Cancer Res 2009 Jan;69(1):235-42
Department of Medicine I, Division: Institute of Cancer Research, Medical University of Vienna, Borschkegasse 8a, Vienna, Austria.
Recently, we found epigenetic silencing of the Ras effector genes NORE1B and/or RASSF1A in 97% of the hepatocellular carcinoma (HCC) investigated. This is strong evidence that the two genes are of major significance in hepatocarcinogenesis. Although RASSF1A serves as a tumor suppressor gene, the functions of NORE1B are largely unknown. Here, we studied the role of NORE1B for growth and transformation of cells. To understand the molecular mechanisms of action of the gene, we used the wild-type form and deletion mutants without the NH(2) terminus and CENTRAL domain, the Ras association (RA) domain, or the COOH-terminal SARAH-domain. Intact RA and SARAH-domains were found to be necessary for NORE1B (a) to increase the G(0)-G(1) fraction in hepatoma cells, (b) to suppress c-Myc/Ha-Ras-induced cell transformation, and (c) to interact closely with RASSF1A, as determined with fluorescence resonance energy transfer.

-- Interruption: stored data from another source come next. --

PR #1387, opened 2024-08-16
feat: support different USE statement syntaxes

kacpermuda:
I'd like to add support for different syntaxes of the `USE` statement, used to set a default DATABASE/SCHEMA for set of queries.

Some implementations are calling their top level structure `CATALOG` (e.g. [Databricks](https://docs.databricks.com/en/data-governance/unity-catalog/index.html#object-hierarchy-in-the-metastore), [Trino](https://trino.io/docs/current/overview/concepts.html#catalog)), but most of them stick to `DATABASE` so I assumed that we should stick to naming: `top-level container = DATABASE`, `lower-level container = SCHEMA`. For the full identifier we end up with: `DATABASE.SCHEMA.TABLE`.

In some implementations `DATABASE` and `SCHEMA` are aliases, but usually these implementations have a two-layer structure (`DATABASE.TABLE`, without `SCHEMA`) - in that case we should keep `DATABASE` as `DATABASE` and leave `SCHEMA` empty.

There are different syntaxes of USE statement across dialects, but I implemented it like:
(use syntax => resolved db and schema names)
1. `USE x;` -> `DATABASE=x; SCHEMA=null;` (Databricks is adjusted to `DATABASE=null; SCHEMA=x;`)
2. `USE x.y;` -> `DATABASE=x; SCHEMA=y;`
3. `USE DATABASE x;` -> `DATABASE=x; SCHEMA=null;` (Databricks is adjusted to `DATABASE=null; SCHEMA=x;` In Databricks `DATABASE` is an alias for `SCHEMA` and they both mean lower level structure while the top level structure is called `CATALOG`)
4. `USE SCHEMA y;` -> `DATABASE=null; SCHEMA=y;`
5. `USE SCHEMA x.y;` -> `DATABASE=x; SCHEMA=y;` (Snowflake specific syntax, SCHEMA keyword is optional and should not influence the parsing of fully qualified name)
6. `USE CATALOG x;` -> `DATABASE=x; SCHEMA=null;` (Databricks-specific keyword: `CATALOG`)
7. `USE DEFAULT;` -> `DATABASE=null; SCHEMA=null;`  (Hive specific, means going back to default database set - we don't know what it is just by looking at the query.)

Docs about USE statement in different dialects:
- [MySQL 8.4 USE](https://dev.mysql.com/doc/refman/8.4/en/use.html)
- [MySQL 5.7 USE](https://dev.mysql.com/doc/refman/5.7/en/use.html)
- [Snowflake USE SCHEMA](https://docs.snowflake.com/en/sql-reference/sql/use-schema)
- [Snowflake USE DATABASE](https://docs.snowflake.com/en/sql-reference/sql/use-database)
- [SQL Server USE](https://learn.microsoft.com/en-us/sql/t-sql/language-elements/use-transact-sql?view=sql-server-ver16)
- [ClickHouse USE](https://clickhouse.com/docs/en/sql-reference/statements/use)
- [DuckDB USE](https://duckdb.org/docs/sql/statements/use.html)
- [Hive USE](https://cwiki.apache.org/confluence/display/Hive/LanguageManual+DDL#LanguageManualDDL-UseDatabase)
- [Databricks USE CATALOG](https://docs.databricks.com/en/sql/language-manual/sql-ref-syntax-ddl-use-catalog.html)
- [Databricks USE SCHEMA](https://docs.databricks.com/en/sql/language-manual/sql-ref-syntax-ddl-use-schema.html)
- [Databricks USE DATABASE](https://docs.databricks.com/en/sql/language-manual/sql-ref-syntax-ddl-usedb.html)

Some comments:
- Bigquery, PostgreSQL, Redshift, SQLite do not allow USE statements;

### DIFF
--- a/src/parser/mod.rs
+++ b/src/parser/mod.rs
@@ -9225,63 +9225,31 @@ impl<'a> Parser<'a> {
     }
 
     pub fn parse_use(&mut self) -> Result<Statement, ParserError> {
-        // What should be treated as keyword in given dialect
-        let allowed_keywords = if dialect_of!(self is HiveDialect) {
-            vec![Keyword::DEFAULT]
+        // Determine which keywords are recognized by the current dialect
+        let parsed_keyword = if dialect_of!(self is HiveDialect) {
+            // HiveDialect accepts USE DEFAULT; statement without any db specified
+            if self.parse_keyword(Keyword::DEFAULT) {
+                return Ok(Statement::Use(Use::Default));
+            }
+            None // HiveDialect doesn't expect any other specific keyword after `USE`
         } else if dialect_of!(self is DatabricksDialect) {
-            vec![Keyword::CATALOG, Keyword::DATABASE, Keyword::SCHEMA]
+            self.parse_one_of_keywords(&[Keyword::CATALOG, Keyword::DATABASE, Keyword::SCHEMA])
         } else if dialect_of!(self is SnowflakeDialect) {
-            vec![Keyword::DATABASE, Keyword::SCHEMA]
+            self.parse_one_of_keywords(&[Keyword::DATABASE, Keyword::SCHEMA, Keyword::WAREHOUSE])
         } else {
-            vec![]
-        };
-        let parsed_keyword = self.parse_one_of_keywords(&allowed_keywords);
-
-        // Hive dialect accepts USE DEFAULT; statement without any db specified
-        if dialect_of!(self is HiveDialect) && parsed_keyword == Some(Keyword::DEFAULT) {
-            return Ok(Statement::Use {
-                db_name: None,
-                schema_name: None,
-                keyword: Some("DEFAULT".to_string()),
-            });
-        }
-
-        // Parse the object name, which might be a single identifier or fully qualified name (e.g., x.y)
-        let parts = self.parse_object_name(false)?.0;
-        let (db_name, schema_name) = match parts.len() {
-            1 => {
-                // Single identifier found
-                if dialect_of!(self is DatabricksDialect) {
-                    if parsed_keyword == Some(Keyword::CATALOG) {
-                        // Databricks: CATALOG keyword provided, treat as database name
-                        (Some(parts[0].clone()), None)
-                    } else {
-                        // Databricks: DATABASE, SCHEMA or no keyword provided, treat as schema name
-                        (None, Some(parts[0].clone()))
-                    }
-                } else if dialect_of!(self is SnowflakeDialect)
-                    && parsed_keyword == Some(Keyword::SCHEMA)
-                {
-                    // Snowflake: SCHEMA keyword provided, treat as schema name
-                    (None, Some(parts[0].clone()))
-                } else {
-                    // Other dialects: treat as database name by default
-                    (Some(parts[0].clone()), None)
-                }
-            }
-            2 => (Some(parts[0].clone()), Some(parts[1].clone())),
-            _ => {
-                return Err(ParserError::ParserError(
-                    "Invalid format in the USE statement".to_string(),
-                ))
-            }
+            None // No specific keywords for other dialects, including GenericDialect
         };
 
-        Ok(Statement::Use {
-            db_name,
-            schema_name,
-            keyword: parsed_keyword.map(|kw| format!("{:?}", kw)),
-        })
+        let obj_name = self.parse_object_name(false)?;
+        let result = match parsed_keyword {
+            Some(Keyword::CATALOG) => Use::Catalog(obj_name),
+            Some(Keyword::DATABASE) => Use::Database(obj_name),
+            Some(Keyword::SCHEMA) => Use::Schema(obj_name),
+            Some(Keyword::WAREHOUSE) => Use::Warehouse(obj_name),
+            _ => Use::Object(obj_name),
+        };
+
+        Ok(Statement::Use(result))
     }
 
     pub fn parse_table_and_joins(&mut self) -> Result<TableWithJoins, ParserError> {
--- a/src/parser/mod.rs
+++ b/src/parser/mod.rs
@@ -9225,8 +9225,63 @@ impl<'a> Parser<'a> {
     }
 
     pub fn parse_use(&mut self) -> Result<Statement, ParserError> {
-        let db_name = self.parse_identifier(false)?;
-        Ok(Statement::Use { db_name })
+        // What should be treated as keyword in given dialect
+        let allowed_keywords = if dialect_of!(self is HiveDialect) {
+            vec![Keyword::DEFAULT]
+        } else if dialect_of!(self is DatabricksDialect) {
+            vec![Keyword::CATALOG, Keyword::DATABASE, Keyword::SCHEMA]
+        } else if dialect_of!(self is SnowflakeDialect) {
+            vec![Keyword::DATABASE, Keyword::SCHEMA]
+        } else {
+            vec![]
+        };
+        let parsed_keyword = self.parse_one_of_keywords(&allowed_keywords);
+
+        // Hive dialect accepts USE DEFAULT; statement without any db specified
+        if dialect_of!(self is HiveDialect) && parsed_keyword == Some(Keyword::DEFAULT) {
+            return Ok(Statement::Use {
+                db_name: None,
+                schema_name: None,
+                keyword: Some("DEFAULT".to_string()),
+            });
+        }
+
+        // Parse the object name, which might be a single identifier or fully qualified name (e.g., x.y)
+        let parts = self.parse_object_name(false)?.0;
+        let (db_name, schema_name) = match parts.len() {
+            1 => {
+                // Single identifier found
+                if dialect_of!(self is DatabricksDialect) {
+                    if parsed_keyword == Some(Keyword::CATALOG) {
+                        // Databricks: CATALOG keyword provided, treat as database name
+                        (Some(parts[0].clone()), None)
+                    } else {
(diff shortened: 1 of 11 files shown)


src/parser/mod.rs
```diff
@@ -9225,8 +9225,63 @@ impl<'a> Parser<'a> {
     }
 
     pub fn parse_use(&mut self) -> Result<Statement, ParserError> {
-        let db_name = self.parse_identifier(false)?;
-        Ok(Statement::Use { db_name })
+        // What should be treated as keyword in given dialect
+        let allowed_keywords = if dialect_of!(self is HiveDialect) {
```
git-hulk, line 9229: It'd be better to include `GenericDialect` as well. cc @iffyio

kacpermuda: AFAIU it does not have any specific keywords, so right now it would fall into `else` clause but you'd like to have a separate `if` for it with empty keywords?

git-hulk: @kacpermuda oh, sorry for not stating this clearly. What I mean is to include `GenericDialect` inside `dialect_of!`, so that the new syntaxes are valid to the generic dialect. For example;

`let allowed_keywords = if dialect_of!(self is HiveDialect)` can be changed to `let allowed_keywords = if dialect_of!(self is HiveDialect | GenericDialect)`

kacpermuda: Okay, I see. Maybe i should create a separate if for the `GenericDialect` that will include all the keywords possible in all other dialects? Otherwise when using `GenericDialect` we will fall into whatever `if` is first. Not sure how this `GenericDialect` works 😄

git-hulk: @kacpermuda My bad, I forgot the if condition only contains dialect. It makes sense to add another one for GenericDialect. Or just keep the current implementation and to see if @iffyio has any comments.

kacpermuda: Sure, let's wait and see then.

iffyio: Ah since support varies quite a bit, we could have GenericDialect preserve the old behavior supporting just `USE abc`? thinking since that seems to be the most common variant

src/parser/mod.rs
```diff
@@ -9225,8 +9225,63 @@ impl<'a> Parser<'a> {
...
+            vec![Keyword::DEFAULT]
+        } else if dialect_of!(self is DatabricksDialect) {
+            vec![Keyword::CATALOG, Keyword::DATABASE, Keyword::SCHEMA]
+        } else if dialect_of!(self is SnowflakeDialect) {
+            vec![Keyword::DATABASE, Keyword::SCHEMA]
+        } else {
+            vec![]
+        };
+        let parsed_keyword = self.parse_one_of_keywords(&allowed_keywords);
```
iffyio, line 9238: Representation wise would it make sense to do something like this instead?

```rust
enum Use {
  Catalog(ObjectName), // e.g. `USE CATALOG foo.bar`
  Schema(ObjectName), // e.g. `USE SCHEMA foo.bar`
  Database(ObjectName), // e.g. `USE DATABASE foo.bar`
  Default, // e.g. `USE DEFAULT`
  Object(ObjectName), // e.g. `USE foo.bar`
}
Statement::Use(Use)
```

I'm thinking that could be clearer what's expected, and likely simplify the impl since we would be able to avoid  the manual parsing of object names

src/parser/mod.rs
kacpermuda: Yes, i think with current behaviour that's exactly what's happening - the `GenericDialect` falls into else clause with no keywords, thus supporting only `USE mydb;`. Is that okay for you or should i still create another `else if` for `GenericDialect` just so it's explicit ?

tests/sqlparser_databricks.rs
```diff
@@ -189,3 +189,47 @@ fn test_values_clause() {
...
+    assert_eq!(
+        databricks().verified_stmt("USE my_schema"),
+        Statement::Use {
+            db_name: None,
+            schema_name: Some(Ident::new("my_schema")),
+            keyword: None
+        }
+    );
+    assert_eq!(
+        databricks().verified_stmt("USE CATALOG my_catalog"),
```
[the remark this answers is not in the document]
kacpermuda: Correct, I've added a test case for that. Thanks for the catch 😄

src/parser/mod.rs
kacpermuda: Do i correctly understand what you propose: you think we could modify the `src/ast/mod.rs:Statement.Use` to accept a single argument, this new `Use` Enum with different values for each syntax used? 

Initially, I considered using an enum instead of a plain String for the keyword, or even taking it a step further with an enum for each syntax, like you propose. However, I might be mistaken, but from the user’s perspective, when later implementing a Visitor for this Use statement, all I care about is easy access to the current database and schema set and the specific syntax used doesn’t really matter. Correct?

This is also my first time writing anything in Rust, so if there are best practices that support your solution, please let me know. I'm not very familiar with them yet, and I'd be happy to make adjustments.

iffyio: Ah yeah the proposal is indeed to modify `Statement::Use` and so that it accepts the enum. Exactly, the dialect/syntax used won't matter after the result comes out of the parser so the visitor would only look at the enum variant and handle each variant accordingly

src/parser/mod.rs
iffyio: Sounds good! We can keep it as is in that case yeah

src/parser/mod.rs
kacpermuda: I think this kind of switch from `Statement::Use(db_name)` to `Statement::Use(UseEnum)` would also be breaking change for those who already implemented their Visitors right? No sure what's the deprecation policy, but this is something to consider as well when doing such change. Given everything we've discussed, do you think this would be still a good approach to add that Enum? I'm open to your thoughts.

iffyio: Yeah I think we can still add it. It would be a breaking change, given the stage of the project we do make those when needed unfortunately. Ideally/usually they're mechanical changes to adopt but we try to keep them small in scope in any case to make it easier for downstream crates to adapt to the changes that go into each release.
Specifically for the `Statement` enum there's ongoing work [here](https://github.com/sqlparser-rs/sqlparser-rs/issues/1204) to move away from unnamed structs as variants so that this would likely be an eventual change to the `Statement::Use` variant

kacpermuda: I've started implementing it and I have one more question, and two examples to show what i mean. Hopefully it's clear:

First, using [Databricks](https://docs.databricks.com/en/sql/language-manual/sql-ref-syntax-ddl-use-schema.html) example, users can provide query like:
`USE foo;` -> It sets SCHEMA to `foo`, but most of dialects would set DATABASE to `foo` with that query.
`USE SCHEMA foo;` -> It also sets SCHEMA to `foo`

After we switch to the Enum we would have:
`USE foo;` -> `UseEnum(Object(foo))`
`USE SCHEMA foo;` -> `UseEnum(Schema(foo))`

When implementing Visitor, the User would have to know that Object(foo) in Databricks sets the SCHEMA and f.e. in MySQL sets the DATABASE.

Then, using [Snowflake](https://docs.snowflake.com/en/sql-reference/sql/use-schema) example, users can provide
`USE SCHEMA foo.bar;` -> It will set DATABASE to `foo` and SCHEMA to `bar`, but f.e. Databricks allow a single identifier after SCHEMA keyword (e.g. only `foo` not `foo.bar`). 

After we switch to the Enum you proposed, we would have:
`USE SCHEMA foo.bar;` -> `UseEnum(Schema(foo.bar))`

When implementing Visitor, the User can't assume that Schema contains a single identifier (of course w still type it as (Schema(ObjectName)) so there is no confusion), but he has to do more parsing of Schema(foo.bar) to still account for different possibilities depending on the Dialect.

We could also possibly translate this query to Object() and not Schema() `USE SCHEMA foo.bar;` -> `UseEnum(Object(foo.bar))`, to show that we are dealing with full identifier, but the we lose the information about the keyword being used.

To sum up, i'm not saying it's wrong, just wanted to make sure that this is the desired division of responsibility - that the result returned by the parser still requires parsing effort from the user and knowing what is allowed / possible in different dialects. Or maybe I'm missing something here? Maybe my assumption writing current approach was wrong, that i wanted to deliver parsed information already and keep all the dialect-specific parsing inside 😄

kacpermuda: Regardless of my doubts I implemented the desired approach with Enum. Let me know if it looks better now @iffyio

iffyio: The changes look good to me thanks! Re the databricks example, yeah I think that would be expected behavior - goal of the parser is to try to faithfully represent the SQL syntax - semantics is deferred to the consumer of the output AST. So that if the input SQL is `USE foo;`, then the expected parser output indeed becomes `Use(Object(foo))`, an output `Use(Schema(foo))` I think could be surprising parser behavior.

> After we switch to the Enum you proposed, we would have:
> `USE SCHEMA foo.bar; -> UseEnum(Schema(foo.bar))`

Similarly, that looks like expected parser output to me.

Not exactly the same scenario but potentially related section from the project's goals re syntax vs semantics: https://github.com/sqlparser-rs/sqlparser-rs?tab=readme-ov-file#syntax-vs-semantics

iffyio (approved):
LGTM! cc @alamb

alamb (approved):
Thank you @kacpermuda  and @iffyio 

This change makes sense to me

alamb:
🚀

In further studies, cell cycle delay by NORE1B was equally effective in hepatocyte cell lines with wild-type or mutant Ras suggesting that NORE1B does not interact with either Ras. In conclusion, NORE1B suppresses replication and transformation of cells as effectively as RASSF1A and thus is a putative tumor suppressor gene. NORE1B interacts physically with RASSF1A and functional loss of one of the interacting partners may lead to uncontrolled growth and transformation of hepatocytes. This may explain the frequent epigenetic silencing of NORE1B and/or RASSF1A in HCC.